PR #763, opened 2021-02-09
Use varint for default async buffer

sehz:


simlay (approved):
🚀

sehz:
k8 works with right version. closing

PR #1391, opened 2021-08-06
Restore last_stable_offset to prevent breaking changes

nicholastmosher:
This undoes the removal of `last_stable_offset` from `FetchablePartitionResponse` in an effort to remove breakages from the protocol change.


sehz (changes requested):
need to lower min  PLATFORM  again

nicholastmosher:
We have decided against this due to the semantic version implications of bumping to 0.9.0

PR #1410, opened 2021-08-09
[Merged by Bors] - Recompile SC if VERSION has changed

nicholastmosher:
This will cause the SC to recompile if the VERSION file changes, even if no SC code has changed


sehz (approved):
Good find

Issue #1380, opened 2021-08-05
[Tracking] Fluvio perf test harness integration


tjtelan:
The changes from the performance testing drafts need to be included in the repo but the scope of the branch is too broad for a single [PR](https://github.com/infinyon/fluvio/pull/1252). This issue is tracking each component so we can keep track of their merge status.

Several of these changes should be built with a feature flag. Perhaps split via: performance measurement support, data vis/export, and other cluster clients.

### Create generic Test driver for test instrumentation
- [x] Centralize producer and consumer configuration (orig from Smoke test) so it could be reused in other tests
- [x] Centralize producer send / consumer receive so it could be reused in other tests
- [ ] Configurable producer batch record size - #1538
- [ ] Configurable producer batch time period - #1538
- [x] Record latency of producer traffic
- [x] Record latency of consumer traffic

### Test reporting improvements
- [ ] Structured test data as csv row - #1539
- [x] Default print performance stats
- [x] Fix panic behavior to return more debugging info from panic or assert

### Interpret producer/consumer traffic characteristics, in terms of
- [x] Latency as Percentile(50, 90, 99, 99.9) over test duration
- [x] Throughput over test duration (Mbps x time)

### Rough draft graphs from test
- [ ] Generate simple graphs from test output - #1543
- [ ] CSV data export of test results - #1539
- [ ] Tech debt: Better graphs

### Collect apples-to-apples test data for Fluvio
- [ ] x Kafka - https://github.com/infinyon/fluvio/issues/1544
- [ ] x Pulsar - https://github.com/infinyon/fluvio/issues/1544

Tech debt:
- Performance specific test harness (Design considerations vs flv-test including all the testing functions)
- Measurement sanity tests

tjtelan:
Smaller issues have been created and are now being tracked individually. This tracking issue is no longer necessary. Closing

PR #1417, opened 2021-08-10
[Merged by Bors] - Flv test driver - decouple tests from Fluvio, part 1

tjtelan:
Refactoring codebase to support #1380

* Moving TestResult and TestTimer into their own modules
* Passing the measurements histograms from the test all the way out so we can easily display more statistics (Avg, P50, P90, P99, P999)
* Add TestDriver abstraction so we can support testing against non-Fluvio platforms.


sehz (approved):
LGTM

PR #1434, opened 2021-08-13
[Merged by Bors] - Fix plugin install

nicholastmosher:
Adds a new error variant representing "this package isn't available" for a given package, version, and target. Also catches that error when running `fluvio install` in order to print a nice message to the user instead of crashing. Now, if somebody uses the installer from a platform that is not supported (or they try to specify a VERSION that does not exist), they'll get a message like the following in their installer output:

image


sehz (approved):
LGTM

● ● ● ●

■ Exercise objective:
Wherever the string "consumer" appears in the listing above, show the whole line.

■ Solution to the problem:
- [x] Centralize producer and consumer configuration (orig from Smoke test) so it could be reused in other tests
- [x] Centralize producer send / consumer receive so it could be reused in other tests
- [x] Record latency of consumer traffic
### Interpret producer/consumer traffic characteristics, in terms of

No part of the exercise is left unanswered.